General information
- Type: hotel
- Location: Place De L'Indépendance, Lomé, Togo
- Coordinates: 6°07′40″N 1°12′51″E﻿ / ﻿6.127645°N 1.214083°E
- Completed: 1980
- Renovated: 2016

Height
- Height: 102 m (335 ft)

Technical details
- Floor count: 36

= Hotel 2 Fevrier Lomé =

The Hôtel 2 Février is a 102m, 36-story hotel in Lomé, Togo on Place De L'Indépendance street, opened in 1980. It is the tallest building in Togo. Because it is the only high-rise in Lomé (and in Togo), it is visible from just about anywhere in the city.

The hotel was constructed at a cost of 35 billion West African CFA francs and opened in June 1980 by Togolese President Gnassingbé Eyadéma. It was named for the date, February 2, 1974, on which he nationalized the country's phosphate mines, following his survival of the 1974 Togo presidential C-47 crash. The hotel was originally managed by Sofitel as Hotel Sofitel du 2 Février

The hotel closed in 2000 and in February of that year, the government of Togo was loaned $20 million to renovate the property by the Libyan African Investment Company (LAICO). On May 8, 2002, Malta-based Corinthia Hotels International was signed to manage the property after its intended renovation. The shuttered hotel was sold outright to LAICO in 2006, in exchange for forgiveness of the loan and a promise to renovate the hotel. When LAICO had not carried out the renovations after 8 years, the hotel was nationalized by the Togolese government on November 10, 2014 and renovations were begun.
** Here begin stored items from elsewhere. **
PR #731, opened 2023-01-12
Adds return values for PutObjectAsync api

### LINKED ISSUE #707: No return information after uploading
After uploading, there is no return information ObjectStat. VersionId is available only when downloading. Why does Java have return values

ebozduman:
Fixes #707 
PutObjectAsync returns `Etag`, `Size` and `Name` of the uploaded object.

### DIFF
--- a/Minio/ApiEndpoints/ObjectOperations.cs
+++ b/Minio/ApiEndpoints/ObjectOperations.cs
@@ -821,7 +821,9 @@ public partial class MinioClient : IObjectOperations
     {
         //Skipping validate as we need the case where stream sends 0 bytes
         var requestMessageBuilder = await CreateRequest(args).ConfigureAwait(false);
-        using var response = await ExecuteTaskAsync(NoErrorHandlers, requestMessageBuilder, cancellationToken: cancellationToken).ConfigureAwait(false);
+        using var response =
+            await ExecuteTaskAsync(NoErrorHandlers, requestMessageBuilder, cancellationToken: cancellationToken)
+                .ConfigureAwait(false);
         return new PutObjectResponse(response.StatusCode, response.Content, response.Headers,
             args.ObjectSize, args.ObjectName);
     }
@@ -1058,9 +1060,10 @@ public partial class MinioClient : IObjectOperations
     {
         args?.Validate();
         var requestMessageBuilder = await CreateRequest(args).ConfigureAwait(false);
-        using ResponseResult response = await ExecuteTaskAsync(NoErrorHandlers, requestMessageBuilder, cancellationToken: cancellationToken)
-            .ConfigureAwait(false);
-        return new PutObjectResponse(response.StatusCode, response.Content, response.Headers, response.Content.Length,
+        using var response =
+            await ExecuteTaskAsync(NoErrorHandlers, requestMessageBuilder, cancellationToken: cancellationToken)
+                .ConfigureAwait(false);
+        return new PutObjectResponse(response.StatusCode, response.Content, response.Headers, -1,
             args.ObjectName);
     }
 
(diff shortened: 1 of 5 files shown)


Minio/DataModel/ObjectOperationsResponse.cs
```diff
@@ -215,26 +215,28 @@ internal NewMultipartUploadResponse(HttpStatusCode statusCode, string responseCo
...
 {
-    internal string Etag;
+    public string Etag;
+    public string ObjectName;
+    public string Size;
 
-    internal PutObjectResponse(HttpStatusCode statusCode, string responseContent,
-        Dictionary<string, string> responseHeaders)
+    public PutObjectResponse(HttpStatusCode statusCode, string responseContent,
+        Dictionary<string, string> responseHeaders, string size, string name)
```
pbolduc, line 225: It would be useful to have the response headers exposed for end user interrogation.

Minio/ApiEndpoints/ObjectOperations.cs
```diff
@@ -1154,14 +1158,14 @@ private async Task RemoveUploadAsync(RemoveUploadArgs args, CancellationToken ca
...
+    private async Task<PutObjectResponse> PutObjectSinglePartAsync(PutObjectArgs args,
         CancellationToken cancellationToken = default)
     {
         //Skipping validate as we need the case where stream sends 0 bytes
         var requestMessageBuilder = await CreateRequest(args).ConfigureAwait(false);
         using var response = await ExecuteTaskAsync(NoErrorHandlers, requestMessageBuilder, cancellationToken);
-        var putObjectResponse = new PutObjectResponse(response.StatusCode, response.Content, response.Headers);
-        return putObjectResponse.Etag;
+        return new PutObjectResponse(response.StatusCode, response.Content, response.Headers,
+            args.ObjectSize.ToString(), args.ObjectName);
```
pbolduc, line 1168: Why is `ObjectSize` being converted to string? Just keep it as a `long`.

Minio/ApiEndpoints/ObjectOperations.cs
```diff
@@ -1388,13 +1395,15 @@ private async Task<object> CopyObjectRequestAsync(CopyObjectRequestArgs args, Ca
...
     /// <exception cref="AccessDeniedException">For encrypted copy operation, Access is denied if the key is wrong</exception>
-    private async Task CompleteMultipartUploadAsync(CompleteMultipartUploadArgs args,
+    private async Task<PutObjectResponse> CompleteMultipartUploadAsync(CompleteMultipartUploadArgs args,
         CancellationToken cancellationToken)
     {
         args.Validate();
         var requestMessageBuilder = await CreateRequest(args).ConfigureAwait(false);
         using var response = await ExecuteTaskAsync(NoErrorHandlers, requestMessageBuilder, cancellationToken)
             .ConfigureAwait(false);
+        return new PutObjectResponse(response.StatusCode, response.Content, response.Headers, "unknown",
```
pbolduc, line 1405: You could use `-1` for unknown instead of using a string to represent the length. Do we really need to expose the length on put object? Does the S3 put object / upload APIs return the length? To keep things simpler, would it be too much to ask the user to call a stat or something to get the length if they didn't know how much data they uploaded. Using a string like this is a code smell and is hard to remove once released.

ebozduman: Done

Minio/ApiEndpoints/ObjectOperations.cs
ebozduman: Done

Minio/DataModel/ObjectOperationsResponse.cs
ebozduman: Done

Minio/ApiEndpoints/ObjectOperations.cs
```diff
@@ -572,8 +573,8 @@ public async Task PutObjectAsync(PutObjectArgs args, CancellationToken cancellat
             args = args.WithRequestBody(bytes)
                 .WithStreamData(null)
                 .WithObjectSize(bytesRead);
-            await PutObjectSinglePartAsync(args, cancellationToken).ConfigureAwait(false);
-            return;
+            var putObjResponse = await PutObjectSinglePartAsync(args, cancellationToken).ConfigureAwait(false);
```
martijn00, line 576: Just return the result directly. Don't assign it first

martijn00 (approved):

harshavardhana (approved):

PR #736, opened 2023-02-01
WIP: memory management improvements

ebozduman:
Replacing regular memory allocations with `ArrayPool` when uploading big files.

### DIFF
--- a/Minio/ApiEndpoints/ObjectOperations.cs
+++ b/Minio/ApiEndpoints/ObjectOperations.cs
@@ -16,6 +16,7 @@
  */
 
 using System;
+using System.Buffers;
 using System.Collections.Generic;
 using System.Globalization;
 using System.IO;
@@ -576,15 +577,18 @@ public partial class MinioClient : IObjectOperations
         // Upload object in single part if size falls under restricted part size.
         if (args.ObjectSize < Constants.MinimumPartSize && args.ObjectSize >= 0 && args.ObjectStreamData != null)
         {
-            var bytes = await ReadFullAsync(args.ObjectStreamData, (int)args.ObjectSize).ConfigureAwait(false);
-            var bytesRead = bytes == null ? 0 : bytes.Length;
-            if (bytesRead != (int)args.ObjectSize)
+            var shared = ArrayPool<byte>.Shared;
+            var bytes = shared.Rent((int)args.ObjectSize);
+            bytes = await ReadFullAsync(args.ObjectStreamData, (int)args.ObjectSize).ConfigureAwait(false);
+            var bytesRead = bytes == null ? 0 : bytes.Count();
+            if (bytesRead < (int)args.ObjectSize)
                 throw new UnexpectedShortReadException(
-                    $"Data read {bytesRead} is shorter than the size {args.ObjectSize} of input buffer.");
-            args = args.WithRequestBody(bytes)
+                    $"Data read {bytesRead} is less than the size {args.ObjectSize} of input buffer.");
+            args = args.WithRequestBody(bytes, (int)args.ObjectSize)
                 .WithStreamData(null)
-                .WithObjectSize(bytesRead);
+                .WithObjectSize(args.ObjectSize);
             await PutObjectSinglePartAsync(args, cancellationToken).ConfigureAwait(false);
+            shared.Return(bytes);
             return;
         }
 
@@ -610,7 +614,7 @@ public partial class MinioClient : IObjectOperations
             .WithContentType(args.ContentType)
             .WithUploadId(uploadId)
             .WithStreamData(args.ObjectStreamData)
-            .WithRequestBody(args.RequestBody)
+            .WithRequestBody(args.RequestBody, (int)args.ObjectSize)
             .WithHeaders(args.Headers);
         Dictionary<int, string> etags = null;
         // Upload file contents.
@@ -624,14 +628,11 @@ public partial class MinioClient : IObjectOperations
                     .WithStreamData(fileStream)
                     .WithObjectSize(fileStream.Length)
                     .WithRequestBody(null);
-                etags = await PutObjectPartAsync(putObjectPartArgs, cancellationToken).ConfigureAwait(false);
             }
         }
+
         // Upload stream contents
-        else
-        {
-            etags = await PutObjectPartAsync(putObjectPartArgs, cancellationToken).ConfigureAwait(false);
-        }
+        etags = await PutObjectPartAsync(putObjectPartArgs, cancellationToken).ConfigureAwait(false);
 
         var completeMultipartUploadArgs = new CompleteMultipartUploadArgs()
             .WithBucket(args.BucketName)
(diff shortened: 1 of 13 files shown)


Minio/DataModel/ObjectArgs.cs
```diff
@@ -23,16 +25,23 @@ public abstract class ObjectArgs<T> : BucketArgs<T>
...
     }
 
-    public T WithRequestBody(byte[] data)
+    public T WithRequestBody(byte[] data, int exactBodySize = 0)
     {
-        RequestBody = data;
+        if (data is null) return (T)this;
+
+        ExactBodySize = exactBodySize;
+        RequestBody = new byte[exactBodySize];
```
pbolduc, line 41: Since this is a public API, be sure to check the parameter for valid values. If the value is less than zero, then `throw new ArgumentOutOfRangeException(nameof(exactBodySize), "Exact body size must be greater or equal to zero.")`

Minio/Helper/utils.cs
```diff
@@ -235,12 +235,15 @@ public static bool IsValidExpiry(int expiryInt)
         return expiryInt > 0 && expiryInt <= Constants.DefaultExpiryTime;
     }
 
-    internal static string getMD5SumStr(byte[] key)
+    internal static string getMD5SumStr(byte[] key, int exactBodySize = 0)
     {
+        var keyCopy = new byte[exactBodySize];
```
pbolduc, line 240: Have you considered using an ArrayPool<byte> from `System.Buffers`?

```cs
        var keyCopy = ArrayPool<byte>.Shared.Rent(exactBodySize);

        try
        {
            var hashedBytes = MD5
                .Create()
                .ComputeHash(key);

            return Convert.ToBase64String(hashedBytes);
        }
        finally
        {
            ArrayPool<byte>.Shared.Return(keyCopy);
        }
```

Minio/ApiEndpoints/ObjectOperations.cs
```diff
@@ -1195,18 +1197,21 @@ private async Task RemoveUploadAsync(RemoveUploadArgs args, CancellationToken ca
         var etags = new Dictionary<int, string>();
         for (partNumber = 1; partNumber <= partCount; partNumber++)
         {
-            var dataToCopy = await ReadFullAsync(args.ObjectStreamData, (int)partSize).ConfigureAwait(false);
-            if (dataToCopy == null && numPartsUploaded > 0) break;
+            var shared = ArrayPool<byte>.Shared;
```
pbolduc, line 1200: but the block below in a `try { } finally { ArrayPool<byte>.Shared.Return(shared); }` to avoid memory leak if an exception is thrown.

Minio/ApiEndpoints/ObjectOperations.cs
```diff
@@ -1609,26 +1614,32 @@ private async Task<object> CopyObjectRequestAsync(CopyObjectRequestArgs args, Ca
...
+        var shared = ArrayPool<byte>.Shared;
+        var curData = shared.Rent(currentPartSize - totalRead);
 
-        if (totalRead == 0) return null;
+        try
+        {
+            while (totalRead != currentPartSize &&
+                   totalRead < currentPartSize)
+            {
+                curData = shared.Rent(currentPartSize - totalRead);
```
pbolduc, line 1626: This is a memory leak. You are not freeing the rented buffer from line 1619.

Minio/ApiEndpoints/ObjectOperations.cs
```diff
@@ -1609,26 +1614,32 @@ private async Task<object> CopyObjectRequestAsync(CopyObjectRequestArgs args, Ca
...
+                totalRead += curRead;
+            }
 
-        if (totalRead == currentPartSize) return result;
+            if (totalRead == 0) return null;
 
-        var truncatedResult = new byte[totalRead];
-        for (var i = 0; i < totalRead; i++) truncatedResult[i] = result[i];
-        return truncatedResult;
+            return curData;
```
pbolduc, line 1634: You can't return a rented buffer that is returned the the pool below on line 1638.

Minio/DataModel/ObjectArgs.cs
```diff
@@ -23,16 +25,23 @@ public abstract class ObjectArgs<T> : BucketArgs<T>
...
+    internal int ExactBodySize { get; set; }
 
     public T WithObject(string obj)
     {
         ObjectName = obj;
         return (T)this;
     }
 
-    public T WithRequestBody(byte[] data)
+    public T WithRequestBody(byte[] data, int exactBodySize = 0)
```
pbolduc, line 36: Instead of using `exactBodySize` as a parameter, it would be more consistent to use `count` similar to functions like Buffer.BlockCopy.

pbolduc:
I wonder if you have considered using [Microsoft.IO.RecyclableMemoryStream](https://github.com/microsoft/Microsoft.IO.RecyclableMemoryStream). I would suggest embedding the source to this library as an internal implementation. 
> `RecyclableMemoryStream` improves GC performance by ensuring that the larger buffers used for the streams are put into the gen 2 heap and stay there forever. This should cause full collections to happen less frequently. If you pick buffer sizes above 85,000 bytes, then you will ensure these are placed on the large object heap, which is touched even less frequently by the garbage collector.

Minio/DataModel/ObjectArgs.cs
ebozduman: @pbolduc 

Ok. Will do. 

...and thank you for all your review commands.
btw, there are more changes coming up I introduced while I was testing the memory allocation during uploads for different sizes of objects.

Minio/ApiEndpoints/ObjectOperations.cs
ebozduman: Yes, agreed.
That is one of the incoming changes.

Minio/ApiEndpoints/ObjectOperations.cs
ebozduman: Yes. This part of the code is not finalized yet and might change completely without any `while` if possible.
We just need to make sure there is no regression.

Minio/ApiEndpoints/ObjectOperations.cs
ebozduman: Yes.
This is where I have a `try{} / finally{}` structure and a `shared.Return` in the coming commit.

Minio/Helper/utils.cs
ebozduman: The problem with `ArrayPool` is that it does not give you the exact size you've requested, e.g. if you request an array of size `13`, the pool may give you probably a 16 bytes array or a bigger size depending on pool's availability. Hence, the `exactBodySize` variable is set to keep track of the correct size. If the rented array comes in the exact desired size, then the `exactBodySize` vaiable is set to `0`.
The bottom line is; returning an array by `ArrayPool` in exact/requested size is not guaranteed. It is a drawback in some cases, but it is one of the reasons `ArrayPool` has a smaller/better memory foot print. 

In our case, we don't mind carrying the content in a bigger size array, but only until the time when we calculate the authentication signature for the http request. So, at the latest point just before the http request's authentication signature is calculated, we had to create the correct sized array somehow; either in the memory as a byte[] array or on the disk whenever it is possible. 

The code you've commented on here is where we calculate the `md5sum` of the http content. So, this is where we need the exact sized byte array.

martijn00:
@ebozduman you should either totally rework this PR since the extensive use of Span now, or abandon it. The amount of allocations and copy of memory should already be a lot less now.

ebozduman:
@martijn00 ,
I agree.
We need to re-evaluate our memory foot print after the extensive changes.
Closing at this point.

PR #739, opened 2023-02-03
Response header processing

pbolduc:
This PR tidies up the response header processing. HTTP message headers are [case-insensitive](https://www.w3.org/Protocols/rfc2616/rfc2616-sec4.html#sec4.2) as per the HTTP specification. In .NET, we can create a dictionary with a case-insensitive key comparer like `new Dictionary<string, string>(StringComparer.OrdinalIgnoreCase)`. When looking up values in this dictionary, the key lookups are case insensitive. This helps when trying to find a key like `ETag` case-insensitively. The lookups can be simplified.

In addition, this changes the type of `ResponseResult.Headers` from `Dictionary<string, string>` to `IReadOnlyDictionary<string, string>`. Read only dictionary only has the members for getting values from the key, the add/update members are not included. Note that `Dictionary<Tkey, Tvalue>` implements `IReadOnlyDictionary<Tkey, Tvalue>`. By using `IReadOnlyDictionary<string, string>` for the  `ResponseResult.Headers`, there is no easy way for callers to manipulate the response headers by accident.

### DIFF
--- a/Minio/MinioClient.cs
+++ b/Minio/MinioClient.cs
@@ -646,17 +646,14 @@ public partial class MinioClient : IMinioClient
         MinioException error = null;
         var errorResponse = new ErrorResponse();
 
-        foreach (var parameter in response.Headers)
-        {
-            if (parameter.Key.Equals("x-amz-id-2", StringComparison.CurrentCultureIgnoreCase))
-                errorResponse.HostId = parameter.Value;
+        if (response.Headers.TryGetValue("x-amz-id-2", out string hostId))
+            errorResponse.HostId = hostId;
 
-            if (parameter.Key.Equals("x-amz-request-id", StringComparison.CurrentCultureIgnoreCase))
-                errorResponse.RequestId = parameter.Value;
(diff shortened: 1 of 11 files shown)


Minio/MinioClient.cs
```diff
@@ -646,17 +646,14 @@ private static void ParseWellKnownErrorNoContent(ResponseResult response)
         MinioException error = null;
         var errorResponse = new ErrorResponse();
 
-        foreach (var parameter in response.Headers)
-        {
-            if (parameter.Key.Equals("x-amz-id-2", StringComparison.CurrentCultureIgnoreCase))
-                errorResponse.HostId = parameter.Value;
+        if (response.Headers.TryGetValue("x-amz-id-2", out string hostId))
```
pbolduc, line 649: Note the Headers property uses `OrdinalIgnoreCase` and not `CurrentCultureIgnoreCase`. I wouldnt expect header keys to have locale specific encodings. The values might?

PR #742, opened 2023-02-03
clean up HttpRequestMessageBuilder add query parameters

pbolduc:
This PR cleans up some of the `HttpRequestMessageBuilder` methods that add query parameters. String interpolation is significantly slower than using a `ToString()` function. Take this benchmark,

```cs
using BenchmarkDotNet;
using BenchmarkDotNet.Attributes;
using BenchmarkDotNet.Jobs;
using BenchmarkDotNet.Running;
using System.IO;
using System.Text;
using System.Xml;
using System.Xml.Linq;
using System.Collections.Generic;
using System;

BenchmarkRunner.Run<Benchmarks>();

[MemoryDiagnoser]
public class Benchmarks
{
    [Params(10)]
    public int n;

    [Benchmark(Baseline = true)]
    public string ToString() => n.ToString();

    [Benchmark]
    public string StringInterpolation() => $"{n}";
}
```

shows that using string interpolation is 5.56 x slower on integers.  Also there were a number of places where string interpolation was being used on string values (`VersionId` or `UploadId`) unnecessarily.

```
BenchmarkDotNet=v0.13.4, OS=Windows 11 (10.0.22621.1105)
AMD Ryzen Threadripper PRO 3955WX 16-Cores, 1 CPU, 32 logical and 16 physical cores
.NET SDK=7.0.102
  [Host]     : .NET 6.0.13 (6.0.1322.58009), X64 RyuJIT AVX2
  DefaultJob : .NET 6.0.13 (6.0.1322.58009), X64 RyuJIT AVX2


|              Method |  n |      Mean |     Error |    StdDev | Ratio | RatioSD |   Gen0 | Allocated | Alloc Ratio |
|-------------------- |--- |----------:|----------:|----------:|------:|--------:|-------:|----------:|------------:|
|            ToString | 10 |  7.085 ns | 0.1979 ns | 0.2118 ns |  1.00 |    0.00 | 0.0038 |      32 B |        1.00 |
| StringInterpolation | 10 | 39.342 ns | 0.2033 ns | 0.1901 ns |  5.56 |    0.20 | 0.0038 |      32 B |        1.00 |
```

### DIFF
--- a/Minio/DataModel/ObjectOperationsArgs.cs
+++ b/Minio/DataModel/ObjectOperationsArgs.cs
@@ -59,7 +59,7 @@ public class SelectObjectContentArgs : EncryptionArgs<SelectObjectContentArgs>
     internal override HttpRequestMessageBuilder BuildRequest(HttpRequestMessageBuilder requestMessageBuilder)
     {
         requestMessageBuilder.AddQueryParameter("select", "");
-        requestMessageBuilder.AddQueryParameter("select-type", "2");
+        requestMessageBuilder.AddQueryParameter("select-type", 2);
 
         if (RequestBody == null)
         {
@@ -231,7 +231,7 @@ public class StatObjectArgs : ObjectConditionalQueryArgs<StatObjectArgs>
     internal override HttpRequestMessageBuilder BuildRequest(HttpRequestMessageBuilder requestMessageBuilder)
     {
         if (!string.IsNullOrEmpty(VersionId))
-            requestMessageBuilder.AddQueryParameter("versionId", $"{VersionId}");
+            requestMessageBuilder.AddQueryParameter("versionId", VersionId);
         if (Headers.ContainsKey(S3ZipExtractKey))
             requestMessageBuilder.AddQueryParameter(S3ZipExtractKey, Headers[S3ZipExtractKey]);
 
@@ -445,7 +445,7 @@ public class RemoveUploadArgs : EncryptionArgs<RemoveUploadArgs>
 
     internal override HttpRequestMessageBuilder BuildRequest(HttpRequestMessageBuilder requestMessageBuilder)
     {
-        requestMessageBuilder.AddQueryParameter("uploadId", $"{UploadId}");
+        requestMessageBuilder.AddQueryParameter("uploadId", UploadId);
         return requestMessageBuilder;
     }
 }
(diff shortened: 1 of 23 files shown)


Minio/DataModel/ObjectOperationsArgs.cs
```diff
@@ -1691,7 +1691,6 @@ internal override HttpRequestMessageBuilder BuildRequest(HttpRequestMessageBuild
                 new XElement("ETag", ETags[i])));
         var completeMultipartUploadXml = new XElement("CompleteMultipartUpload", parts);
         var bodyString = completeMultipartUploadXml.ToString();
-        var body = Encoding.UTF8.GetBytes(bodyString);
```
pbolduc, line 1694: unrelated to `HttpRequestMessageBuilder`, but this was not being used and just converting the string twice.

Minio/DataModel/ObjectOperationsArgs.cs
```diff
@@ -1712,7 +1711,7 @@ internal override void Validate()
     {
         base.Validate();
         if (string.IsNullOrWhiteSpace(UploadId))
-            throw new ArgumentNullException(nameof(UploadId) + " not assigned for PutObjectPart operation.");
+            throw new ArgumentNullException(nameof(UploadId), $"{nameof(UploadId)} not assigned for PutObjectPart operation.");
```
pbolduc, line 1714: The single argument constructor takes the argument name as the paramName. The second constructor parameter is paramName, message.

[`public ArgumentNullException (string? paramName);`](https://learn.microsoft.com/en-us/dotnet/api/system.argumentnullexception.-ctor?view=net-7.0#system-argumentnullexception-ctor(system-string)) vs

[`public ArgumentNullException (string? paramName, string? message)`](https://learn.microsoft.com/en-us/dotnet/api/system.argumentnullexception.-ctor?view=net-7.0#system-argumentnullexception-ctor(system-string-system-string))

Minio/HttpRequestMessageBuilder.cs
```diff
@@ -172,6 +172,11 @@ public void AddQueryParameter(string key, string value)
         QueryParameters[key] = value;
     }
 
+    public void AddQueryParameter(string key, int value)
```
pbolduc, line 175: Added to make it easier to add an integer value, doing `.ToString()` in one place.

pbolduc:
I will review the editorconfig violations.

PR #743, opened 2023-02-06
Response cleanup

pbolduc:
This PR cleans up the Response types.

- Removed a few places where the content string is converted back to byte array just to be read from a memory stream. They bytes are available as a property.
- Change `GenericResponse` to be abstract
- Added abstract` GenericXmlResponse<TResult>` that inherits from `GenericResponse`
   - consolidates the logic to deserialize the response content as XML of type TResult
   - has optional function to convert content for those few xml types that need namespaces removed
- Change almost all response types to only take a single `ResponseResult` constructor argument
- Fix a few`ExecuteTaskAsync` calls that did not `.ConfigureAwait(false)` on them
- Remove the `Response.Content.ReadAsStreamAsync().Result)` and replaced with `Response.Content.ReadAsStreamAsync().ConfigureAwait(false).GetAwaiter().GetResult()`
- Add `ResponseHeaderCollection` for consistent Ordinal Ignore-Case header lookup
- Add extension method on `IReadOnlyDictionary<string, string>` to get a header as string or null if it doesn't exist `GetValueOrNull`
- Added a `VirutalStream` class to the Test project for future testing of uploading large streams without really allocating memory or using disk.
- Try to clean up ResponseResult's `ContentBytes`, `Content` and `ContentStream`
   - removed ContentStream because reading the result content more than once should throw an error
   - move the ContentStream logic into the initializing `ContentBytes` lazyily.
 - Replaced ResponseResult's `public Dictionary<string, string> Headers` property with a initialized ResponseHeaderCollection based on the incoming response. If there is no response, headers gets initialized to statically allocated `ResponseHeaderCollection.Empty` instance.

### DIFF
--- a/Minio.Tests/VirtualStream.cs
+++ b/Minio.Tests/VirtualStream.cs
@@ -30,7 +30,7 @@ namespace Minio.Tests;
 /// Virtural stream will create a random data stream up to the user's specific size.
 /// It will not allocate any data. This stream can only be read forward.
 /// </summary>
-public class VirutalStream : Stream
+public class VirtualStream : Stream
 {
     /// <summary>
     /// The current position in the stream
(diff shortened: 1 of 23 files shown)


pbolduc:
I will review the editorconfig vioations.

pbolduc:
> I will review the editorconfig violations.

There is no .editorconfig file in the solution that I can find. It is difficult to fix these issues without this file. Can you point me in the right direction, otherwise it will be impossible for me to resolve.

PR #749, opened 2023-02-20
Replaces 'http' with 'https' in Minio.Tests for 'play.min.io'

ebozduman:
Replaces Minio client `endpoint` `http://play.min.io:80` with `https://play.min.io:443` for `Minio.Tests`.
The `Minio.Tests` started failing during build tests after `play` server is decommissioned.
Anyways, we were supposed to use `https`.


ebozduman:
Removed the port number `443` as it is the default, per @kannappanr's review comment.

kannappanr (approved):

PR #732, opened 2023-01-13
add .Net6 support across codebase

martijn00:
This removes dependencies on old libraries: fixes #725

PR #754, opened 2023-03-06
Use span and Hashing for Crc32

martijn00:
To remove the dependency on Crc32.NET and make use of Span for efficiënt memory usage.

PR #756, opened 2023-03-23
Netstandard compat

martijn00:
I still don't think this is a good idea, but anyways, here it is.

See: https://github.com/minio/minio-dotnet/pull/732#issuecomment-1481056375


martijn00:
@ebozduman if you want to continue on this path, please review and merge. After that I can also update my Span PR: https://github.com/minio/minio-dotnet/pull/754

ebozduman:
Reviewing...

PR #763, opened 2023-04-13
Deserialize xml content not containing namespace

martijn00:
Followup on https://github.com/minio/minio-dotnet/pull/762


ebozduman (changes requested):
Please notice there are 3 github actions reported for:
1- The variable 'ex' is declared but never used
2- The annotation for nullable reference types should only be used in code within a '#nullable' annotations context
3- XML comment is not placed on a valid language element

ebozduman (approved):
LGTM

PR #786, opened 2023-05-19
PutObjectAsync with Snowball header must not use multipart

emrocha:
PutObjectAsync must not use multipart if has header "X-Amz-Meta-Snowball-Auto-Extract=true".
See https://github.com/minio/minio/issues/17033


ebozduman (commented):
LGTM
But we should keep in mind that this is not enough to support Snowball.

emrocha:
Yes. I could write a function similar to upload_snowball_objects from the Python client.

ebozduman (approved):
LGTM (#797 addresses the missing snowball support)

PR #796, opened 2023-06-19
Warnings again

martijn00:
@ebozduman lots of file movements here to better structure the code and remove warnings. Can you help and add to this PR with fixes for the warnings? After this gets merged the analyzer can be enabled by default!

While the hotel was being renovated, the Carlson Rezidor group assumed management on February 26, 2015. The hotel reopened in April 2016 as the Radisson Blu Hotel du 2 Février. Radisson ceased managing the hotel in August 2017 and it became the Hotel 2 Février. On June 27, 2018, it was announced that the hotel would be managed by Emaar Hospitality, a division of UAE-based Emaar Properties. The hotel was to be operated under their Address Hotels brand as Address Hotel 2 Février Lomé Togo. This never occurred, and as of 2026 the hotel remains independently operated.